Elmina Castle Reflection

“Silence, if you respond to a little bit of it sort of hides.  But if you remain open, then it reveals more”[i]

Today was a day of reflecting at the Elmina and Cape Coast Slave Castles. In 2018, I visited the Elmina Castle.  It is enough to visit one castle.  But today, I got to visit two of them.  Two times the sadness and disappointment of hearing the history of our ancestors being sold into slavery.
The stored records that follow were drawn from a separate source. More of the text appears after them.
PR #2402, opened 2020-12-11
Feature/handle disabled code actions

nbfalcon:
- Handle disabled code actions (not shown in `lsp-execute-code-action` unless C-u prefix specified)
- Properly propertize preferred code actions
- Add `lsp-auto-fix`, which executes one of the preferred code actions
- Add `lsp-execute-code-action-by-type`, which executes a code action by given base type (e.g. "refactor", ...)

I have tested this a bit with `jdtls`, and this PR seems to not introduce a regression. However, I didn't have the chance to test the new disabled and preferred code action handling yet, which is why I am marking as draft.

There will be a corresponding `lsp-ui` PR soon, too (there is just one minor change I need to make, and to test this).


lsp-mode.el
```diff
@@ -4868,18 +4869,53 @@ When language is nil render as markup if `markdown-mode' is loaded."
...
+
+(defface lsp-disabled-code-action-reason-face '((t :inherit lsp-details-face))
+  "Face used to highlight the reason a code action is disabled.
+Shown after the code action in `lsp-execute-code-action',
+... (see `lsp-preferred-code-action-face').")
+
+(lsp-defun lsp--code-action-title ((action &as &CodeAction :title :is-preferred? :disabled?))
+  ;; It would be strange for a code action to be both preferred and disabled, so
+  ;; `cond' is probably good enough.
+  (cond (is-preferred?
```
yyoncho, line 4890: Ideally we would want the default code action to be preselected in the select dialog. If you don't want to adress it in this PR you may leave a TODO.

lsp-mode.el
```diff
@@ -4868,18 +4869,53 @@ When language is nil render as markup if `markdown-mode' is loaded."
...
-   ((and (eq (seq-length actions) 1) lsp-auto-execute-action)
-    (lsp-seq-first actions))
-   (t (let ((completion-ignore-case t))
-        (lsp--completing-read "Select code action: "
-                              (seq-into actions 'list)
-                              (-compose (lsp--create-unique-string-fn)
-                                        #'lsp:code-action-title)
-                              nil t)))))
+  (let ((actions (seq-into actions 'list)))
+    (cond
```
yyoncho, line 4903: If you are going to change it, then change it to pcase.

lsp-mode.el
```diff
@@ -5209,12 +5245,31 @@ It will show up only if current point has signature help."
...
-  (if-let ((action (->> (lsp-get-or-calculate-code-actions command-kind)
-                        (-filter (-lambda ((&CodeAction :kind?))
-                                   (and kind? (equal command-kind kind?))))
-                        lsp--select-action)))
-      (lsp-execute-code-action action)
-    (signal 'lsp-no-code-actions '(command-kind))))
+  (->> (lsp-get-or-calculate-code-actions command-kind)
+       (-filter (-lambda ((&CodeAction :kind?))
+                  (and kind? (equal command-kind kind?))))
+       lsp--select-enabled-action
```
yyoncho, line 5251: If I call explicitly a refactoring and the method is disabled I would like to see the reason for which it is disabled. E. g. if I call "Extract method" I might see an error "You have selected a range that cannot be extracted to a method".

lsp-mode.el
```diff
@@ -5224,10 +5279,27 @@ It will show up only if current point has signature help."
...
     (lsp--send-execute-command command arguments?)))
 
+(defun lsp--select-action-enabled-or-die (actions)
+  "Prompt the user to select an action from ACTIONS.
+Even disabled code actions are shown. If such an action is
+chosen, `user-error'."
+  (let ((action (lsp--select-action actions)))
+    (-when-let ((&CodeAction :disabled?) action)
+      (user-error "%s is disabled: %s" (lsp:code-action-title action)
+                  (lsp:code-action-disabled-reason disabled?)))
```
yyoncho, line 5289: this seems like should be part of `lsp-execute-code-action`. E. g. if lsp-ui calls the method with disabled action it should get that error.

lsp-mode.el
```diff
@@ -5224,10 +5279,27 @@ It will show up only if current point has signature help."
...
-  (interactive (list (lsp--select-action (lsp-code-actions-at-point))))
+Interactively, ask for a code action. If the prefix argument is
+unspecified, the set of code actions will be filtered to only
+include those that are not disabled."
+  (interactive
+   (list
+    (funcall (if current-prefix-arg
+                 #'lsp--select-action-enabled-or-die
+               #'lsp--select-enabled-action)
+             (lsp-code-actions-at-point))))
```
yyoncho, line 5302: seems like if you drop lsp--select-enabled-action/lsp--select-action-enabled-or-die and pass an optional parameter to lsp-code-actions-at-point the code will be simplified/shortened a lot.

lsp-mode.el

lsp-mode.el

lsp-mode.el

lsp-mode.el
nbfalcon: I have implemented this. That feature was surprisingly easy to implement, requiring only a small change to `lsp-completing-read` and one to `lsp--select-action`.

lsp-mode.el
nbfalcon: Note: this is now an `error` instead of a `user-error` (reasoning in the commit message).

lsp-mode.el
nbfalcon: Fixed. There might be a prompt with the reasons listed individually, depending on the number of actions and `lsp-auto-execute-action`.

nbfalcon:
Should I prepend "Review: " to the commit subject if it doesn't make it go over 50 lines?

yyoncho:
> Should I prepend "Review: " to the commit subject if it doesn't make it go over 50 lines?

We dont have such a requirement. It will be squashed in the end so it shouldn't matter.

lsp-mode.el
```diff
@@ -5203,18 +5239,44 @@ It will show up only if current point has signature help."
...
                     ,@(when kind (list :only (vector kind))))))
 
-(defun lsp-code-actions-at-point (&optional kind)
-  "Retrieve the code actions for the active region or the current line."
-  (lsp-request "textDocument/codeAction" (lsp--text-document-code-action-params kind)))
+(defun lsp-code-actions-at-point (&optional kind enabled)
+  "Retrieve the code actions for the active region or the current line.
+If ENABLED is specified, only return code actions that are not
+disabled."
+  (--doto (lsp-request "textDocument/codeAction" (lsp--text-document-code-action-params kind))
```
yyoncho, line 5246: I guess this section is on the edge of being too trickier.

lsp-mode.el
```diff
@@ -5203,18 +5239,44 @@ It will show up only if current point has signature help."
...
+  (->> (lsp-get-or-calculate-code-actions command-kind)
+       (-filter (-lambda ((&CodeAction :kind?))
+                  (and kind? (equal command-kind kind?))))
+       ;; Fail in `lsp-execute-code-action' if there is only one disabled
+       ;; action, and show a list of applicable actions with an overview of why
+       ;; they are disabled otherwise.
+       lsp--select-action
+       lsp-execute-code-action))
+
+(defun lsp-execute-code-action-by-type (kind)
```
yyoncho, line 5261: can you elaborate on why we need this method?

lsp-mode.el
```diff
@@ -5203,18 +5239,44 @@ It will show up only if current point has signature help."
...
 
 (defun lsp-execute-code-action-by-kind (command-kind)
   "Execute code action by name."
-  (if-let ((action (->> (lsp-get-or-calculate-code-actions command-kind)
-                        (-filter (-lambda ((&CodeAction :kind?))
-                                   (and kind? (equal command-kind kind?))))
-                        lsp--select-action)))
-      (lsp-execute-code-action action)
-    (signal 'lsp-no-code-actions '(command-kind))))
+  (->> (lsp-get-or-calculate-code-actions command-kind)
```
yyoncho, line 5252: don't we need to filter the disabled and only in case there is no enabled action use the disabled one(s) error message?

yyoncho (commented):
Looks good. I would have approved it if it was not marked as draft.

lsp-mode.el
nbfalcon: If there is some specific code action to be executed, e.g. `source.organizeImports`, `lsp-execute-code-action-by-kind` is enough. However, sometimes it can be useful to bring up all quickfixes, or all refactorings: in this case, `lsp-execute-code-action-by-kind` doesn't work, because it must match the kind exactly. My new function matches a base kind: `lsp-execute-code-action-by-type` "refactor" would match "refactor.move", "refactor.*", ... (tested with `jdtls`). This corresponds to the spec's "if the user requests a more specific type of code action, e.g. refactoring".

lsp-mode.el
nbfalcon: What I had in mind here was the following: currently there is a single filter: ENABLED. In the future, more filters could be added, and using `--doto` with `cl-callf` allows adding them easily (e.g. `is-preferred`). I could rewrite this in terms of `if` if you consider that to be a large enough readability gain:
```emacs-lisp
  (let ((actions (lsp-request "textDocument/codeAction" (lsp--text-document-code-action-params kind))))
    (if enabled
        (seq-remove #'lsp:code-action-disabled? actions)
      acitons))
```

I just realized that the code has a bug: `lsp-code-action-disabled?` should be `lsp:code-action-disabled?`.

lsp-mode.el

nbfalcon:
Now all that is left is to test this.

lsp-mode.el
yyoncho: I guess it could stay as it is, just it is a bit unusual. Once `-cond->>` lands in `dash` we can use it here(and few other places).

nbfalcon: `-cond->>` would certainly be awesome, and I remember that I wanted to use it somewhere but couldn't. However, I don't see how this would help here? The point of this extensible function style is to allow filters to be chained: e.g. first filter out all disabled actions, then those that don't match the type base, .... (we don't have that yet, but might in the future).

nbfalcon:
As a side note, why not directly wait for `lsp-response-timeout` [here](https://github.com/emacs-lsp/lsp-mode/blob/0349a1cc0976829fab8f73ecc033252be31a7cf6/lsp-mode.el#L3009)? I.e. `(accept-process-output nil lsp-response-timeout)`.

lsp-mode.el
yyoncho: Something like that (clj)

```

(let [even true
      small true]
  (cond->> (range 20)
    even (filter even?)
    small (filter #(< 10 %))))
```

yyoncho:
> As a side note, why not directly wait for `lsp-response-timeout` [here](https://github.com/emacs-lsp/lsp-mode/blob/0349a1cc0976829fab8f73ecc033252be31a7cf6/lsp-mode.el#L3009)? I.e. `(accept-process-output nil lsp-response-timeout)`.

We are not doing accept-process-output on the process that we need to read from and also we need to read multiple messages and potentially from different processes. As a side note, this code should be rewritten to use emacs 26 threads.

leungbk:
> As a side note, this code should be rewritten to use emacs 26 threads.

I've heard the implementation isn't thread-safe:

> ThreadSanitizer (TSan) quickly shows that Emacs’ threading implementation has many data races, making it completely untrustworthy. Until this is fixed, nobody should use Emacs threads for any purpose, and threads should disabled at compile time.

https://nullprogram.com/blog/2018/05/31/

yyoncho:
> > As a side note, this code should be rewritten to use emacs 26 threads.
> 
> I've heard Emacs' threading implementation isn't thread-safe:
> 
> > ThreadSanitizer (TSan) quickly shows that Emacs’ threading implementation has many data races, making it completely untrustworthy. Until this is fixed, nobody should use Emacs threads for any purpose, and threads should disabled at compile time.
> 
> https://nullprogram.com/blog/2018/05/31/

As per Eli's comments, it is not that bad as described in this blogpost.

lsp-mode.el
```diff
@@ -4898,9 +4898,9 @@ Shown after the code action in `lsp-execute-code-action',
         (disabled?
          (concat
           (propertize title 'face 'lsp-disabled-code-action-face)
-          " "
```
nbfalcon: Do we need this commit at all? I don't know how far you want to go to support spec-breaking LS.

yyoncho: Sorry, I got lost. Can you elaborate? There are several improvements in this PR so IMHO better to have them in.

nbfalcon: Code actions can have a `disabled?` field, which, as per the spec, *must* have a `reason` member. This commit handles the case where language servers send invalid code actions that have a `disabled` field without a `reason` (I don't know of an LS that does that, though). This is just being defensive, and I'm unsure whether we need to handle that case (it is a spec violation after all).

yyoncho: Most of the time we don't handle them. Leaving up to you to decide.

lsp-mode.el
```diff
@@ -5203,18 +5240,52 @@ It will show up only if current point has signature help."
...
-                        (-filter (-lambda ((&CodeAction :kind?))
-                                   (and kind? (equal command-kind kind?))))
-                        lsp--select-action)))
-      (lsp-execute-code-action action)
-    (signal 'lsp-no-code-actions '(command-kind))))
+  (let* ((all-actions (->> (lsp-get-or-calculate-code-actions command-kind)
+                           (-filter (-lambda ((&CodeAction :kind?))
+                                      (and kind? (equal command-kind kind?))))))
+         (enabled-actions (-remove #'lsp:code-action-disabled? all-actions))
+         (action (lsp--select-action (or enabled-actions all-actions))))
```
kiennq, line 5257: Is this ok? In case of all actions are disabled, we show all actions instead of empty list?
Also, shouldn't we need guard of `action` as the old code, in case of user not select anything.

lsp-mode.el
```diff
@@ -5203,18 +5240,52 @@ It will show up only if current point has signature help."
...
+    (lsp-execute-code-action action)))
+
+(defun lsp-execute-code-action-by-type (kind &optional enabled)
+  "Execute a code action with a given base KIND.
+When ENABLED is given, filter out all disabled code actions. This
+is in contrast with the spec's recommended behavior."
+  (->> (lsp-get-or-calculate-code-actions kind enabled)
```
kiennq, line 5264: `-some->>`?

lsp-mode.el
```diff
@@ -5203,18 +5240,52 @@ It will show up only if current point has signature help."
...
+
+(defun lsp-refactor ()
+  "Execute a \"refactor\" code action at point."
+  (interactive)
+  (lsp-execute-code-action-by-type "refactor"))
+
+(defun lsp-auto-fix ()
+  "Execute a preferred code action at point."
+  (interactive)
+  (->> (lsp-get-or-calculate-code-actions)
```
kiennq, line 5285: `-some->>`?

lsp-mode.el
```diff
@@ -4868,18 +4875,48 @@ When language is nil render as markup if `markdown-mode' is loaded."
...
+  "Face used to highlight disabled code actions.
+See `lsp-preferred-code-action-face' for details.")
+
+(defface lsp-disabled-code-action-reason-face '((t :inherit lsp-details-face))
+  "Face used to highlight the reason a code action is disabled.
+Shown after the code action in `lsp-execute-code-action',
+... (see `lsp-preferred-code-action-face').")
+
+(lsp-defun lsp--code-action-title ((action &as &CodeAction :title :is-preferred? :disabled?))
+  ;; It would be strange for a code action to be both preferred and disabled, so
```
kiennq, line 4894: docstring?

lsp-mode.el
```diff
@@ -4868,18 +4875,48 @@ When language is nil render as markup if `markdown-mode' is loaded."
...
+    (pcase actions
+      (`nil (signal 'lsp-no-code-actions nil))
+      ((and `(,action) (guard lsp-auto-execute-action)) action)
+      (_ (let ((completion-ignore-case t))
+           (lsp--completing-read "Select code action: "
+                                 actions
+                                 (-compose (lsp--create-unique-string-fn)
+                                           #'lsp--code-action-title)
+                                 nil t nil nil
+                                 (or (-find-index #'lsp:code-action-is-preferred? actions)
```
kiennq, line 4918: These should be `-find` instead of `-find-index`, the index passing is only working in `ivy-mode`

nbfalcon: I have implemented that for `lsp--completing-read`.

lsp-mode.el
nbfalcon: With `->>`, we throw `lsp-no-code-actions`, which is right imho.

lsp-mode.el
nbfalcon: Same as below.

lsp-mode.el
nbfalcon: Fixed. In what cases do we need docstrings? In all new code, or just in certain functions?

lsp-mode.el
nbfalcon: The idea is to show an error message in case there is no enabled code action, if the user has enabled `lsp-auto-execute-action` as t ([discussion](https://github.com/emacs-lsp/lsp-mode/pull/2402#discussion_r541268228)). However, I agree that this might be suboptimal. Do you have an idea for a better UI in this case?

As for guarding, we needn't do that, since the user cannot exit from `lsp--select-action` without either selecting an action or `quit`ting (causing a non-local exit), due to REQUIRE-MATCH being set as t.

lsp-mode.el
nbfalcon: I propose to keep it in then, because it can't hurt to have a more lenient lsp implementation.

nbfalcon:
This PR is done. I will not be adding any new commits/features except those needed to address review comments.

lsp-mode.el
kiennq: Ah, sorry, I missed that.
Also, why don't just pass using `-find` instead of `-find-index`?
It seems that you're taking a round trip of finding index and taking the list element by index here.

lsp-mode.el
kiennq: I think we should have docstring in all new function

lsp-mode.el
```diff
@@ -4868,18 +4875,44 @@ When language is nil render as markup if `markdown-mode' is loaded."
...
+  "Face used to highlight preferred code actions.
+Used by `lsp-execute-code-action' and
+`lsp-execute-code-action-by-kind' if they have to prompt for an
+action.")
+
+(defface lsp-disabled-code-action-face '((t :inherit shadow))
+  "Face used to highlight disabled code actions.
+See `lsp-preferred-code-action-face' for details.")
+
+(defface lsp-disabled-code-action-reason-face '((t :inherit lsp-details-face))
```
kiennq, line 4888: This is not used?

lsp-mode.el
kiennq: Isn't `lsp-auto-execute-action` is only for single code action?
The case of `lsp-execute-code-action-by-kind` is falling into the bellow in the spec, should we just take the first code action and let-bind `lsp-auto-execute-action` to `t` so the error will always be shown?
```
	 * - If the user has a keybinding that auto applies a code action and only
	 *   a disabled code actions are returned, the client should show the user
	 *   an error message with `reason` in the editor.
```

lsp-mode.el
nbfalcon: If the COLLECTION is a list of strings that is to be transformed, there would be an ambiguitiy: should DEF be used to look up the corresponding string in COLLECTION, or be the DEF argument to completing read?

lsp-mode.el
nbfalcon: Fixed. I wanted to add a help-echo to disabled code actions at some point, but then realized that it wouldn't work with completing-read.

nbfalcon: Nevermind, this is a regression from the commit to support both preferred and disabled code actions at the same time. It was supposed to show the reason. I'll need to add it back.

lsp-mode.el
nbfalcon: We could `let`-bind `lsp-auto-execute-action` to t if there are no enabled ones, however I am unsure if that is the right thing: `lsp-execute-code-action-by-kind` doesn't auto-execute a single code action if available by default, either. If there is only one disabled code action, a prompt containing only it will show up, and along the code action title the `disabled-reason` will be shown:

lsp-mode.el
nbfalcon: I'll keep that in mind.

lsp-mode.el
```diff
@@ -5203,18 +5238,52 @@ It will show up only if current point has signature help."
...
+is in contrast with the spec's recommended behavior."
+  (->> (lsp-get-or-calculate-code-actions kind enabled)
+       (-filter (-lambda ((&CodeAction :kind?))
+                  (and kind? (string-match-p (format "\\`%s\\(\\.\\|\\'\\)"
+                                                     (regexp-quote kind))
+                                             kind?))))
+       lsp--select-action
+       lsp-execute-code-action))
+
+(defun lsp-quickfix ()
```
kiennq, line 5270: There's `lsp-make-interactive-code-action` macro which use `lsp-execute-code-action-by-kind`, do you want to provide similar one for `lsp-execute-code-action-by-type`?

lsp-mode.el
kiennq: Wouldn't that ambiguity be resolved if we document it? For example, DEF should be the corresponding string in COLLECTION (since it's what's returned). That would also be aligned with original `completing-read` which is what wrapped in `lsp--completing-read`.

lsp-mode.el
kiennq: Shouldn't `lsp--select-action` automatically choose the only one code action available when `lsp-auto-execute-action` is `t`?
Is there special case for disable code action that make the `lsp--select-action` behaves otherwise?

lsp-mode.el
```diff
@@ -5203,18 +5238,52 @@ It will show up only if current point has signature help."
         :context `( :diagnostics ,(lsp-cur-line-diagnostics)
                     ,@(when kind (list :only (vector kind))))))
 
-(defun lsp-code-actions-at-point (&optional kind)
-  "Retrieve the code actions for the active region or the current line."
-  (lsp-request "textDocument/codeAction" (lsp--text-document-code-action-params kind)))
+(defun lsp-code-actions-at-point (&optional kind enabled)
```
michaelpj, line 5241: While we're here... could we make this a list of kinds? The protocol supports that.

lsp-mode.el
```diff
@@ -5203,18 +5238,52 @@ It will show up only if current point has signature help."
...
+  "Retrieve the code actions for the active region or the current line.
+If ENABLED is specified, only return code actions that are not
+disabled."
+  (--doto (lsp-request "textDocument/codeAction" (lsp--text-document-code-action-params kind))
+    (when enabled
+      (cl-callf2 seq-remove #'lsp:code-action-disabled? it))))
 
 (defun lsp-execute-code-action-by-kind (command-kind)
   "Execute code action by name."
```
michaelpj, line 5250:
```suggestion
  "Execute code action by kind."
```

lsp-mode.el
```diff
@@ -5203,18 +5238,52 @@ It will show up only if current point has signature help."
...
-      (lsp-execute-code-action action)
-    (signal 'lsp-no-code-actions '(command-kind))))
+  (let* ((all-actions (->> (lsp-get-or-calculate-code-actions command-kind)
+                           (-filter (-lambda ((&CodeAction :kind?))
+                                      (and kind? (equal command-kind kind?))))))
+         (enabled-actions (-remove #'lsp:code-action-disabled? all-actions))
+         (action (lsp--select-action (or enabled-actions all-actions))))
+    (lsp-execute-code-action action)))
+
+(defun lsp-execute-code-action-by-type (kind &optional enabled)
```
michaelpj, line 5258: The difference between this and `lsp-execute-code-action-by-kind` isn't clear to me (or from the docs).

lsp-mode.el
```diff
@@ -5224,10 +5293,19 @@ It will show up only if current point has signature help."
       (funcall action-handler action)
     (lsp--send-execute-command command arguments?)))
 
-(lsp-defun lsp-execute-code-action ((action &as &CodeAction :command? :edit?))
+(lsp-defun lsp-execute-code-action ((action &as &CodeAction :command? :edit? :disabled?))
```
michaelpj, line 5296: Should this have an optional `kinds` argument? Generally, it seems like almost all the functions that operate on code actions could take an optional `kinds` argument, perhaps that would let us get away with fewer functions.

nbfalcon: Not in this case. `lsp-execute-code-action` should execute whatever action it is given. It is only additionally interactive.

lsp-mode.el
nbfalcon: `lsp-execute-code-action-by-type` matches base-types, i.e. `lsp-execute-code-action-by-type "source"` would match "source.organizeImports", while `-by-kind` matches exactly, i.e. the same example would yield nothing, and it would have to be `(lsp-execute-code-action-by-kind "source.organizeImports")`.

yyoncho (approved):

lsp-mode.el
michaelpj: I'm not sure this is a distinction the spec really knows about - certainly "base type" doesn't appear. They do talk about "base kinds", but I'm not sure they're meaningfully distinct from "kinds", it just indicates that they should be hierarchical parents of a set of kinds.

What about just having an `exact-match` argument to `lsp-execute-code-action-by-kind`? Or maybe we shouldn't even provide exact matching. The intention for spec methods that allow you to do kind-based filtering is to include kinds "under" the selected kinds (see e.g. https://github.com/microsoft/language-server-protocol/issues/970#issuecomment-633938017). Do we have a usecase for exact matching?

michaelpj:
It would be nice to get this in. The helpers for executing code actions by kind would be quite nice for clients.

Two castles with one intent:  to bring in African people, hold them, rape the women, beat the men in submission.  And those who survived would be sold into slavery.  The Elmina Castle was controlled by the Portuguese.  The Cape Coast Castle was controlled by the British.  They reveled in power and greed, to satisfy their evil, degrading lifestyles.  History tells of the control, invasions, and entrapments surrounding this trade and cargo that we call our African brothers and sisters.

The silence is deafening here.  But I can hear – the screams, the cries, the agony of innocent people.  The stench of death and decay.  No, I did not purchase a memorial to be placed in the dungeons of the men and women who were held, waiting to be shipped off, through the doors of no return.  I can’t purchase my way of this remembrance.  I carry history and the wounds scarred in my consciousness in my heart and soul – what was done to our people.  I am sad every time I visit these places.  The sadness is the memorial, so that I will never forget.   So that we might never forget.

At the Cape Coast Castle, one woman was standing in front of the door of no return.  She kept saying, “the door of no return, the door of no return, but we did return, the door of no return, but we did return.”  The door at the Cape Castle was significantly larger than the door at the Elmina castle.  One would have to stoop down to get through the door at Elmina.  But at the Cape Coast Castle, one could walk upright through the door.  I guess there is no real significance that these doors were different unless we imagine each position from a different perspective.  There may have been dignity in walking upright through a door that you did not know where it would take you.  Our people walked through many doors, some never to return. “But we did return.”

We ended our time at the market with people everywhere – living and thriving the best way they can.  It was a joy to see them working, moving, selling, and buying, bargaining for the best deals, to provide for their families and their communities.